PR #5135, opened 2023-12-21
feat(core): sync site configs to KV for new protected app

wangsijie:
## Summary

Sync site configs to KV for new protected app:

1. new library ProtectedAppsLibrary.
2. new method for KV operations in Cloudflare utils.
3. new system configs for KV.
4. Sync configs to Cloudflare KV when creating new protected application.

## Testing

Unit tests added.

No integration tests since we don't do test for outside services. There is no change in our side.

Local tested, when creating a new app, new KV record created:

image

## Checklist

- [ ] `.changeset`
- [x] unit tests
- [ ] integration tests

### DIFF
--- a/packages/core/src/libraries/protected-app.ts
+++ b/packages/core/src/libraries/protected-app.ts
@@ -1,0 +1,45 @@
+import { EnvSet } from '#src/env-set/index.js';
+import type Queries from '#src/tenants/Queries.js';
+import SystemContext from '#src/tenants/SystemContext.js';
+import assertThat from '#src/utils/assert-that.js';
+import { updateProtectedAppSiteConfigs } from '#src/utils/cloudflare/index.js';
+
+export type ProtectedAppLibrary = ReturnType<typeof createProtectedAppLibrary>;
+
+export const createProtectedAppLibrary = (queries: Queries) => {
+  const {
+    applications: { findApplicationById },
+  } = queries;
+
+  const syncAppConfigsToRemote = async (applicationId: string): Promise<void> => {
+    // Skip for integration test, we don't do third party call in integration test
+    if (EnvSet.values.isIntegrationTest) {
+      return;
+    }
+
+    const { protectedAppConfigProviderConfig } = SystemContext.shared;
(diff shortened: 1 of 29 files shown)


packages/core/src/libraries/protected-app.ts
```diff
@@ -0,0 +1,44 @@
...
+
+export type ProtectedAppLibrary = ReturnType<typeof createProtectedAppLibrary>;
+
+export const createProtectedAppLibrary = (queries: Queries) => {
+  const {
+    applications: { findApplicationById },
+  } = queries;
+
+  const syncAppConfigsToRemote = async (applicationId: string): Promise<void> => {
+    if (EnvSet.values.isIntegrationTest) {
```
simeng-li, line 15: nit: Better add some comments.

packages/core/src/routes/applications/application.ts
```diff
@@ -168,6 +166,12 @@ export default function applicationRoutes<T extends AuthedRouter>(
         ...rest,
       });
 
+      if (application.type === ApplicationType.Protected) {
+        await protectedApps.syncAppConfigsToRemote(application.id);
```
simeng-li, line 170: Should update the API's response status guard to include the new added error status codes?

packages/core/src/tenants/SystemContext.ts
```diff
@@ -34,6 +37,13 @@ export default class SystemContext {
           hostnameProviderDataGuard
         );
       })(),
+      (async () => {
```
simeng-li, line 40: Wondering,  whether we should block the user flow if any of the provided listed here throws an error.

wangsijie: We will block the whole Logto app from start if the config is not empty and has errors.

packages/core/src/routes/applications/application.ts
wangsijie: updated

packages/core/src/libraries/protected-app.ts
wangsijie: updated

simeng-li (approved):
LGTM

● ● ● ●

### Your instructions
Your task is to copy exactly, and only, the lines from the line with "wangsijie: We will" through the last line of the entries, both included.

### Task answer
wangsijie: We will block the whole Logto app from start if the config is not empty and has errors.

packages/core/src/routes/applications/application.ts
wangsijie: updated

packages/core/src/libraries/protected-app.ts
wangsijie: updated

simeng-li (approved):
LGTM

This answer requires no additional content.